龔雪雁
(甘肅省隴南市西和縣職業(yè)中等專業(yè)學校 甘肅 隴南 742100)
從古至今,有很多人喜歡陶淵明固守寒廬,寄意田園,超凡脫俗的人生哲學。從根本上說,這也是由陶淵明的“自然”哲學決定的。在他看來,人為的繁復的禮儀破壞了社會的自然性,矯飾的行為破壞了人性的自然性,那么,詩歌在外現(xiàn)形式上的過度追求,也必然破壞感情的自然性。
梁啟超評價陶淵明時曾經說,“自然界是他愛戀的伴侶,常常對著他笑”。確如其言,陶在自然與哲理之間打開了一條通道,在生活的困苦與自然的旨趣之間達到了一種和解。連最平凡的農村生活景象在他的筆下也顯示出了一種無窮的意味深長的美。陶淵明的這種“真”主要體現(xiàn)在兩個方面:一是對自然的熱愛;一是對人生的哀傷。
“自然”哲學的這一種內涵,在田園詩中以美好的形象表現(xiàn)出來,如陶詩中最著名的《飲酒》之五就是:結廬在人境,而無車馬喧。問君何能爾?心遠地自偏。采菊東籬下,悠然見南山。山氣日夕佳,飛鳥相與還。此中有真意,欲辯已忘言。開頭四句,說只要心境曠遠,就不會受到世俗的干擾。下面說采菊東籬,不經意中目遇南山(即廬山),在暮嵐紫靄、歸鳥返飛之中,感受到造物的奧秘,參透了人生的真諦。
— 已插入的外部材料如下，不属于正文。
PR #4629, opened 2024-12-12
Handles/smart pointers

pazner:
Based on the discussion in #4614, this is a proposed PR to introduce a `Handle<T>` smart pointer class. This class models "maybe-owning" semantics, where the handle can either represent shared ownership (using `std::shared_ptr`) or a non-owning pointer.

As an illustration, `ProductOperator`, `SumOperator`, and `TripleProductOperator` have been changed to use `Handle` instead of raw pointers. The interface is completely backwards-compatible (no other library code or user code needs to be changed). Because of these changes, those operators get proper move and copy semantics for free, which is a nice quality-of-life improvement.


general/handle.hpp
```diff
@@ -0,0 +1,200 @@
...
+/// It is an invariant of this class that **at most** one of the data members
+/// @a not_owned and @a owned will be non-null.
+template <typename T>
+class Handle
+{
+   /// If this is a non-owning handle, @a not_owned will point to the data.
+   T *not_owned = nullptr;
+
+   /// If this is an owning handle, @a owned will point to the data.
+   std::shared_ptr<T> owned = nullptr;
```
tepperly, line 48:
```suggestion
   std::shared_ptr<T> owned;
```
Initialization to `nullptr` is implicit.

general/handle.hpp
```diff
@@ -0,0 +1,200 @@
...
+   ///
+   /// If @a take_ownership is true, then the Handle assumes ownership over the
+   /// pointer, and it should not be deleted externally. Otherwise, the Handle
+   /// will be non-owning, and it is the user's responsibility to ensure the
+   /// correct lifetime of @a t.
+   Handle(T *t, bool take_ownership)
+   {
+      if (take_ownership) { owned.reset(t); }
+      else { not_owned = t; }
+   }
```
tepperly, line 69: What about basing whether it's owned by the type of the argument:
```suggestion
   /// @brief Create a Handle pointing to non-owned @a t.
   ///
   ///  Create an non-owning Handle; it is the user's responsibility to ensure the
   /// correct lifetime of @a t.
   Handle(T *t) : not_owned(t)
   {
   }
   
      /// @brief Create a Handle pointing to non-owned @a t.
   ///
   ///  Create an owning Handle to @a t.
   Handle(::std::unique_ptr<T> t) : owned(t)
   {
   }
```

general/handle.hpp
```diff
@@ -0,0 +1,200 @@
...
+   {
+      owned.reset();
+      not_owned = nullptr;
+   }
+
+   /// @brief Reset the Handle to point to @a t.
+   ///
+   /// The Handle may assume ownership of the pointer according to @a
+   /// take_ownership (see @ref Handle(T*, bool)).
+   void Reset(T *t, bool take_ownership)
```
tepperly, line 155: Suggest similar change to `T *t` and `std::unique_ptr<T> t`.

general/handle.hpp
pazner: The `Handle(std::unique_ptr<T> t)` overload could be useful (e.g. to create an owning handle directly from the return value of a function that returns `unique_ptr`), but does making it the only mechanism offer a concrete benefit? The type is essentially playing the role of a flag, since the `unique_ptr` is never used as such, it's just immediately released.

tepperly: For me, the meaning of a `T *t` argument is very ambiguous, and I can't know what is intended without reading the comments and/or the implementation. A raw pointer is ambiguous about ownership, and it's ambiguous about size. Is it a pointer to zero or one object, or is it the start of an array of objects. `std::unique_ptr` is clear about ownership transfer, and array or not.
If you always use `std::unique_ptr` for ownership transfer, users can infer that non-smart raw pointers indicates a borrowed reference.

pazner: I'm not sure the "all ownership transfers happen via `unique_ptr`" rule can be followed closely enough so that the inference that all raw pointers are non-owning borrows can be made reliably (and in any case, non-owning borrows can be modeled with references instead of pointers).

For example, the `shared_ptr::shared_ptr(T*)` and `shared_ptr::reset(T*)` assume ownership of the passed pointer. I'm really not sure that `shared_ptr::shared_ptr(unique_ptr<T>)` and `shared_ptr::reset(unique_ptr<T>)` would be a better interface (it introduces a certain amount of "ceremony" with IMO little benefit in clarity). But since we use the standard library (and many external libraries), we can't reliably assume that all uses of raw pointers are non-owning.

tepperly: I totally agree about using reference arguments instead of pointers when `nullptr` isn't an option.

My impression as a user is that inconsistent pointer use is one of the challenging things about using MFEM. It's pretty common for me to have to read a method's implementation to figure out how the pointer is being used. With other C/C++ libraries that I use, it's not common for me to have to read method implementations to figure things out. This is probably due to a combination of documentation and consistent interface design.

盡管詩中明說“欲辯已忘言”,但如果聯(lián)系陶淵明的其他作品來考察,他在本詩中通過一系列意象所隱約暗示的人生真理還是可以探索的。南山的永恒、山氣的美好、飛鳥的自由,不正是體現(xiàn)了自然的偉大、圓滿與充實,尤其是自在自足無外求的本質嗎?那么,人的短促的一生,除了歸依自然、順應自然,在自然的永恒、美好、自由中感受到自己生命的意義外,還有什么可追求的呢?所以說,這首詩仍然是陶淵明的人生理想的寄托,只是偏重有所不同。
當然,詩中的這種人生觀說到底只是一種詩意的、哲理的向往。因為人從根本上不可能擺脫在一定的對象中實現(xiàn)自我的追求,也不可能擺脫現(xiàn)實利害的矛盾。但作為對人生的一種哲學思考,它是有價值的;作為詩歌的理蘊,它更帶來獨特的效果。歸結起來,陶淵明的社會觀和人生觀都以“自然”為核心。他向往的社會是和平安寧、自耕自食、無競逐無虛偽、沒有相互壓迫和殘害的社會;他追求的人生是淳樸真誠、淡泊高遠、任運委化、無身外之求的人生;他所喜愛的生活環(huán)境,也是恬靜而充滿自然意趣的鄉(xiāng)村。由于這些追求,使他的大多數(shù)田園詩呈現(xiàn)出沖淡平和、曠潔悠遠的外貌,此即前人所言“靜穆”。但在這背后,卻充滿了對現(xiàn)實社會的憎惡與不安,對人生短促深感無所寄托的焦慮。換言之,“靜穆”是在“自然”哲學支配下構造出的美學境界,而激起這種追求的內驅力恰恰是高度的焦灼不安。
總之,陶淵明追求自然的人生觀可以看作是:通過泯去后天的經過世俗熏染的“偽我”,以求返歸一個“真我”。陶淵明看到了社會的腐朽,但沒有力量支改變它,只好追求自身道德的完善。他看到了社會的危機,但找不到正確的途徑去挽救它,只好求救于人性的復歸。。他欣然與山間霜露、村落炊煙、扶疏林木,甚而微雨好風、狗吠雞鳴相交通,體味“歡然酌春酒,摘我園中蔬”的作息快樂,把田園生活題材注入詩,開拓了一個全新的表現(xiàn)領域,同時把自己陶醉于大自然中。